С суждениями Гете по этому кругу проблем перекликается характеристика руководящего принципа пушкинской поэтики, принадлежащая Ю. Н. Тынянову: «Принцип, которым Пушкин руководствовался в своей критической и художественной деятельности, – это принцип рода – не столько как совокупности правил, успевших стать традицией, сколько того направления, в котором следуют этой традиции – род как главный организующий и направляющий фактор, доминирующий над всеми отдельными элементами художественного произведения – и видоизменяющий их» 11 . Нарастающая суверенность литературного произведения и авторского творчества актуализирует родовые, «природные» формы существования поэзии, а интенсивно развивающееся многообразие жанровых традиций и межжанрового взаимодействия обусловливает формирование родо-жанровых доминант, определяющих художественную целостность в её универсальном всеединстве, множественном составе и уникальной единственности.

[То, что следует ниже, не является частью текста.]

PR #2685, opened 2024-10-19
kie-issues#1549: kn-workflow-plugin check for the presence of an image in the local Docker image does not cover all cases

### LINKED ISSUE #1549: kn-workflow-plugin check for the presence of an image in the local Docker image does not cover all cases
We should add better checks. because --filter=reference="*/image:main" doesn't work for all cases

treblereel:
Closes https://github.com/apache/incubator-kie-issues/issues/1549

### DIFF
--- a/packages/kn-plugin-workflow/pkg/common/containers.go
+++ b/packages/kn-plugin-workflow/pkg/common/containers.go
@@ -24,6 +24,7 @@ import (
 	"encoding/json"
 	"errors"
 	"fmt"
+	"github.com/docker/distribution/reference"
 	"io"
 	"os"
 	"os/exec"
@@ -35,7 +36,6 @@ import (
 	"github.com/apache/incubator-kie-tools/packages/kn-plugin-workflow/pkg/metadata"
 	"github.com/docker/docker/api/types"
 	"github.com/docker/docker/api/types/container"
-	"github.com/docker/docker/api/types/filters"
 	"github.com/docker/docker/client"
 	"github.com/docker/docker/pkg/stdcopy"
 	"github.com/docker/go-connections/nat"
@@ -49,6 +49,10 @@ const (
 type DockerLogMessage struct {
 	Status string `json:"status,omitempty"`
 	ID     string `json:"id,omitempty"`
+}
+
+type DockerClient interface {
+	ImageList(ctx context.Context, options types.ImageListOptions) ([]types.ImageSummary, error)
 }
 
 func getDockerClient() (*client.Client, error) {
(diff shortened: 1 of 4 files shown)


packages/kn-plugin-workflow/pkg/common/containers.go
```diff
@@ -51,6 +51,10 @@ type DockerLogMessage struct {
 	ID     string `json:"id,omitempty"`
 }
 
+type DockerClient interface {
+	ImageList(ctx context.Context, options types.ImageListOptions) ([]types.ImageSummary, error)
```
ricardozanini, line 58: Does it work for podman too? 🤔

treblereel: @ricardozanini you can take a look at `func RunContainerCommand` at containers.go,  only docker uses it.

I plan to refactor it a little in the future, this func can be improved

ricardozanini: oh so this problem won't happen with podman?

treblereel: @ricardozanini podman is awesome!

ricardozanini (approved):
@domhanak can you verify it locally?

domhanak:
@ricardozanini looking

packages/kn-plugin-workflow/pkg/common/containers_test.go
```diff
@@ -0,0 +1,75 @@
...
+
+		{"docker.io/apache/incubator-kie-sonataflow-devmode", []string{"docker.io/apache/incubator-kie-sonataflow-devmode:latest"}, true},
+		{"docker.io/apache/incubator-kie-sonataflow-devmode", []string{"apache/incubator-kie-sonataflow-devmode:latest"}, true},
+
+		{"apache/incubator-kie-sonataflow-devmode:main", []string{"docker.io/apache/incubator-kie-sonataflow-devmode:main"}, true},
+		{"apache/incubator-kie-sonataflow-devmode:main", []string{"apache/incubator-kie-sonataflow-devmode:main"}, true},
+
+		{"docker.io/apache/incubator-kie-sonataflow-devmode:main", []string{"incubator-kie-sonataflow-devmode:main"}, false},
+		{"docker.io/apache/incubator-kie-sonataflow-devmode", []string{"incubator-kie-sonataflow-devmode:latest"}, false},
+		{"apache/incubator-kie-sonataflow-devmode:main", []string{"incubator-kie-sonataflow-devmode:main"}, false},
```
tiagobento: Are these fictitious, test-only names? If so, please don't use the same names we're using for real artifacts. People without context might think this is some sort of "indirect dependency" on these images.

ricardozanini (approved):

tiagobento (approved):

domhanak (approved):

PR #2687, opened 2024-10-21
kie-issues#1481: Test Scenario Editor: Create `@kie-tools/scesim-editor-envelope`

### LINKED ISSUE #1481: Test Scenario Editor: Create `@kie-tools/scesim-editor-envelope`
To make the new TestScenario Editor available on our platform through Multiplying Architecture, we first need to wrap <TestScenarioEditor> inside an Envelope — An application that is prepared to run inside an iframe and listens to messages coming from the hosting application (Channels) and sends messages back to it. Each hosting application implements an API that Envelopes can consume, and each Envelope implements an API that Channels can consume. Communication between Envelopes and Channels is two-way.
This will be achieved by creating a new package, **@kie-tools/scesim-editor-envelope**, containing the EditorFactory for the new Test Scenario Editor.

yesamer:
Closes: https://github.com/apache/incubator-kie-issues/issues/1481

In this PR:
- Creating `@kie-tools/scesim-editor-envelope`, module. The module functionality is still not properly tested. This will be done during https://github.com/apache/incubator-kie-issues/issues/970 and https://github.com/apache/incubator-kie-issues/issues/1552
- Preliminary work for https://github.com/apache/incubator-kie-issues/issues/970

### DIFF
--- a/packages/scesim-editor-envelope/src/TestScenarioEditorRoot.tsx
+++ b/packages/scesim-editor-envelope/src/TestScenarioEditorRoot.tsx
@@ -329,7 +329,6 @@ export class TestScenarioEditorRoot extends React.Component<TestScenarioEditorRo
                 this.state.openFilenormalizedPosixPathRelativeToTheWorkspaceRoot
               }
             />
-            /
             {
               <ExternalModelsManager
                 workspaceRootAbsolutePosixPath={this.props.workspaceRootAbsolutePosixPath}
--- a/packages/scesim-editor-envelope/src/TestScenarioEditorRoot.tsx
+++ b/packages/scesim-editor-envelope/src/TestScenarioEditorRoot.tsx
@@ -325,7 +325,7 @@ export class TestScenarioEditorRoot extends React.Component<TestScenarioEditorRo
               onRequestExternalModelByPath={this.onRequestExternalModelByPathsRelativeToTheOpenFile}
               onRequestToJumpToPath={this.onOpenFileFromPathRelativeToTheOpenFile}
               onRequestToResolvePath={this.onRequestToResolvePathRelativeToTheOpenFile}
-              openFilenormalizedPosixPathRelativeToTheWorkspaceRoot={
+              openFileNormalizedPosixPathRelativeToTheWorkspaceRoot={
                 this.state.openFilenormalizedPosixPathRelativeToTheWorkspaceRoot
               }
             />
--- a/packages/scesim-editor-envelope/src/TestScenarioEditorRoot.tsx
+++ b/packages/scesim-editor-envelope/src/TestScenarioEditorRoot.tsx
@@ -1,0 +1,518 @@
+/*
+ * Licensed to the Apache Software Foundation (ASF) under one
+ * or more contributor license agreements.  See the NOTICE file
+ * distributed with this work for additional information
+ * regarding copyright ownership.  The ASF licenses this file
+ * to you under the Apache License, Version 2.0 (the
+ * "License"); you may not use this file except in compliance
+ * with the License.  You may obtain a copy of the License at
+ *
+ *  http://www.apache.org/licenses/LICENSE-2.0
+ *
+ * Unless required by applicable law or agreed to in writing,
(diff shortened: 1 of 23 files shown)


packages/scesim-editor/src/TestScenarioEditor.tsx
```diff
@@ -101,10 +125,33 @@ export type TestScenarioEditorProps = {
...
    */
   onModelDebounceStateChanged?: (changed: boolean) => void;
+  /**
+   * Called when the contents of a specific available model is necessary. Used by the "Included models" tab.
+   */
+  onRequestExternalModelByPath?: OnRequestExternalModelByPath;
+  /**
+   * Called when the list of paths of available models to be included is needed. Used by the "Included models" tab.
+   */
+  onRequestExternalModelsAvailableToInclude?: OnRequestExternalModelsAvailableToInclude;
```
jomarko: Does the SceSim editor has 'Included Models' tab? I thought it is only in the DMN Editor.

packages/scesim-editor/src/TestScenarioEditor.tsx
```diff
@@ -101,10 +125,33 @@ export type TestScenarioEditorProps = {
...
+  /**
+   * When users want to jump to another file, this method is called, allowing the controller of this component decide what to do.
+   * Links are only rendered if this is provided. Otherwise, paths will be rendered as text.
+   */
+  onRequestToJumpToPath?: OnRequestToJumpToPath;
+  /**
+   * All paths inside the DMN Editor are relative. To be able to resolve them and display them as absolute paths, this function is called.
+   * If undefined, the relative paths will be displayed.
+   */
+  onRequestToResolvePath?: OnRequestToResolvePath;
```
jomarko: similar question, the comment mention DMN Editor while it does not mention SceSim what makes me unsure, if this is related to SceSim.

packages/scesim-editor-envelope/src/TestScenarioEditorRoot.tsx
```diff
@@ -0,0 +1,517 @@
...
+    const ext = __path.extname(normalizedPosixPathRelativeToTheOpenFile);
+    if (ext === ".dmn") {
+      return {
+        normalizedPosixPathRelativeToTheOpenFile,
+        type: "dmn",
+        model: normalize(getDmnMarshaller(resource?.content ?? "", { upgradeTo: "latest" }).parser.parse()),
+        svg: "",
+      };
+    } else {
+      throw new Error(`Unknown extension '${ext}'.`);
```
jomarko, line 262: maybe is more unsupported than unknown, or will this new editor has single option - DMN? previously we had DMN and DRL

jomarko (commented):
Thank you @yesamer . Using the vsix you shared privately, I was not able to open empty scesim file, is that expected? I didn't try to open non empty scesim file.



image

packages/scesim-editor/src/TestScenarioEditor.tsx
yesamer: Fixed.

packages/scesim-editor/src/TestScenarioEditor.tsx
yesamer: Fixed

packages/scesim-editor-envelope/src/TestScenarioEditorRoot.tsx
yesamer: @jomarko Only DMN files are directly imported. In case of RULE-based Test Scenario, we don't import the DRL file, but the Java Classes present in the user project.

yesamer:
@jomarko Thank you for testing the Extension. Indeed the issue reproduces to me as well, but with new scesim files only. If you open an existing *.scesim file, it works correctly
Screenshot 2024-10-22 at 15 11 09

I'll investigate more this behavior when working on https://github.com/apache/incubator-kie-issues/issues/1552

jomarko (approved):
Thank you for updates @yesamer

tiagobento (approved):

PR #2708, opened 2024-10-24
NO-ISSUE: Bump express to ^4.21.1

jomarko:


jomarko:
Already done as #2707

Принципиально новая художественная суверенность произведения, которое становится образом мира, явленным в слове, как раз и проявляется в сочетании родо-жанровой доминанты со стилевой цельностью, и предлагаемое мною определение организующего принципа произведения индивидуально-авторской эпохи как личностно-родового12 в своей реализации предполагает авторским творчеством осуществляемую встречу рода – жанра – стиля и прояснение родо-жанровой доминанты на их границах. При ориентации на принципиальную множественность жанровых традиций, на их взаимообращенность и взаимодействие друг с другом в произведении индивидуально-авторской эпохи создаются образы различных жанров, трансформируются разные типологические истоки, и в формирующейся системе полижанровых взаимосвязей, в диапазоне жанровых характеристик как раз и определяется родо-жанровая доминанта. Она предстаёт как двуединый центр полижанрового взаимодействия в авторском творчестве, где жанровое предельно сближается с родовым, а род проявляет себя в личностно-инди-видуальной жанровой уникальности.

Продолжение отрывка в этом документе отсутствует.